1. Read `.claude/rules/r-code-conventions.md` for project standards
2. Create R script with proper header (title, author, purpose, inputs, outputs)
3. Load required packages at top via `library()` (`renv` + `pak` for install)
4. Call `set.seed(888)` before each step involving randomness (per `r-code-conventions.md`)
5. Load and inspect the dataset

### Phase 2: Exploratory Data Analysis

Generate diagnostic outputs:
- **Summary statistics:** `summary()`, missingness rates, variable types
- **Distributions:** Histograms for key continuous variables
- **Relationships:** Scatter plots, correlation matrices
- **Time patterns:** If panel data, plot trends over time
- **Group comparisons:** If treatment/control, compare pre-treatment means

Save all diagnostic figures to `output/diagnostics/`.

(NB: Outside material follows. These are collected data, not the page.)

PR #1252, opened 2024-10-16
Scrollable-Pane- Fixes error when class doesn't exist

imtiazAhmd:
## Description of change

Fixes to JS script for scrollable-pane, So it only calls if scrollabe-pane element exists.

## Notes to Reviewer

Further optimisation to the script and updates jest test

### DIFF
--- a/app/javascript/scrollable_pane.js
+++ b/app/javascript/scrollable_pane.js
@@ -1,40 +1,33 @@
 export function handleResizeOnScrollablePane(scrollablePane) {
+  if (!scrollablePane) return;
   const isLargeScreen = window.innerWidth >= 1024;
 
-  if (isLargeScreen) {
-    applyLargeScreenStyles(scrollablePane);
-  } else {
+  isLargeScreen ?
+    applyLargeScreenStyles(scrollablePane) :
     applySmallScreenStyles(scrollablePane);
-  }
 }
 
 function applyLargeScreenStyles(element) {
-  if (!element.classList.contains('hide-horizontal-scroll')) {
-    element.classList.add('hide-horizontal-scroll');
-  }
-
+  element.classList.add('hide-horizontal-scroll');
   // Force repaint on Safari by toggling overflow properties
   element.style.overflow = 'hidden';
   element.style.overflowY = 'hidden';
 
-  requestAnimationFrame(() => {
-    element.style.overflow = 'auto';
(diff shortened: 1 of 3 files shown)


app/javascript/scrollable_pane.js
```diff
@@ -1,18 +1,40 @@
...
+  if (element.classList.contains('hide-horizontal-scroll')) {
+    element.classList.remove('hide-horizontal-scroll');
+  }
+
+  element.style.overflow = 'scroll';
+  element.style.overflowY = 'auto';
+}
+
+export function checkAndHandleResizeOnScrollablePane() {
+  const scrollablePane = document.querySelector('.moj-scrollable-pane');
```
patrick-laa, line 36: It might make this more robust if instead of trying to find one pane and then check `if` it exists, we do  something like:
```js
MOJFrontend.nodeListForEach(document.querySelector('.moj-scrollable-pane'), (scrollablePane) => {
  handleResizeOnScrollablePane(scrollablePane);
}
```

That way we're future-proofed against more than one pane being on the same page.

patrick-laa (approved):

app/javascript/scrollable_pane.js
```diff
@@ -1,18 +1,32 @@
-export function handleResizeOnScrollablePane() {
-  const scrollablePane = document.querySelector('.moj-scrollable-pane');
+export function handleResizeOnScrollablePane(scrollablePane) {
+  if (!scrollablePane) return;
+  const isLargeScreen = window.innerWidth >= 1024;
 
-  if (window.innerWidth >= 1024) {
-      scrollablePane.classList.add('hide-horizontal-scroll');
-      // Force repaint on Safari by changing overflow values slightly
```
patrick-laa, line 6: I think it's really worth keeping this comment. Otherwise it's not at all clear why `hide-horizontal-scroll` can't just be controlled by a media query in CSS instead of javascript, why the overflow styles can't just be added to the hide-horizontal-scroll CSS class, and why we need a setTimeout.

To be honest, I still don't really understand why all this JS is needed, but the comment about force repainting on Safari makes me trust that it's not just because we don't understand how CSS works!

imtiazAhmd: Added the comment back, now in Line 12

patrick-laa (approved):

PR #1253, opened 2024-10-17
CRM457-2169: Update email validation to match Notify

patrick-laa:
## Description of change
Make sure that if the user enters an email that would be rejected by Notify, we reject it too

[Link to relevant ticket](https://dsdmoj.atlassian.net/browse/CRM457-2169)


jogilder (approved):
LGTM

### Phase 3: Main Analysis

Based on the research question:
- **Regression analysis:** Use `fixest` for panel data, `lm`/`glm` for cross-section
- **Standard errors:** Cluster at the appropriate level (document why)
- **Multiple specifications:** Start simple, progressively add controls
- **Effect sizes:** Report standardized effects alongside raw coefficients

### Phase 4: Publication-Ready Output

**Tables:**
- Use `modelsummary` for regression tables (preferred) or `stargazer`
- Include all standard elements: coefficients, SEs, significance stars, N, R-squared
- Export as `.tex` for LaTeX inclusion and `.html` for quick viewing

**Figures:**
- Use `ggplot2` with `ggthemes::theme_stata()`
- Set `bg = "transparent"` for Beamer compatibility
- Include proper axis labels (sentence case, units)
- Export with explicit dimensions: `ggsave(width = X, height = Y)`
- Save as both `.pdf` and `.png`

### Phase 5: Save and Review

1. `fst::write_fst()` for tabular data, `qs2::qs_save()` for model objects
2. Create `output/` subdirectories as needed with `dir.create(..., recursive = TRUE)`
3. Run the r-reviewer agent on the generated script:

```
Delegate to the r-reviewer agent:
"Review the script at code/[script_name].R"
```

4. Address any Critical or High issues from the review.

---

## Script Structure

Follow this template:

```r
# ============================================================
# [Descriptive Title]
# Author: [from project context]
# Purpose: [What this script does]
# Inputs: [Data files]
# Outputs: [Figures, tables, cached data]
# ============================================================

# 0. Setup ----
library(data.table)
library(fixest)
library(modelsummary)
library(ggplot2)
library(ggthemes)
library(here)
library(fst)
library(qs2)

dir.create(here("output", "analysis"), recursive = TRUE, showWarnings = FALSE)

# 1. Data Loading ----
# dt <- fread(here("data", "raw", "dataset.csv"), encoding = "UTF-8")

# 2. Exploratory Analysis ----
# [Summary stats, diagnostic plots]

# 3. Main Analysis ----
set.seed(888)
# [Regressions, estimation — seed before any randomness step]

# 4. Tables and Figures ----
# [Publication-ready output with theme_stata()]

# 5. Export ----
# fst::write_fst(dt_results, here("output", "analysis", "results.fst"))
# qs2::qs_save(model_fit, here("output", "analysis", "model.qs2"))
# ggsave(here("output", "analysis", "figure.pdf"), width = 12, height = 5, bg = "transparent")
```

---

## Important

- **Reproduce, don't guess.** If the user specifies a regression, run exactly that.
- **Show your work.** Print summary statistics before jumping to regression.
- **Check for issues.** Look for multicollinearity, outliers, perfect prediction.
- **Use relative paths.** All paths relative to repository root.
- **Use `here::here()`.** All paths via `here()` for cross-platform compatibility.
- **No hardcoded values.** Use variables for sample restrictions, date ranges, etc.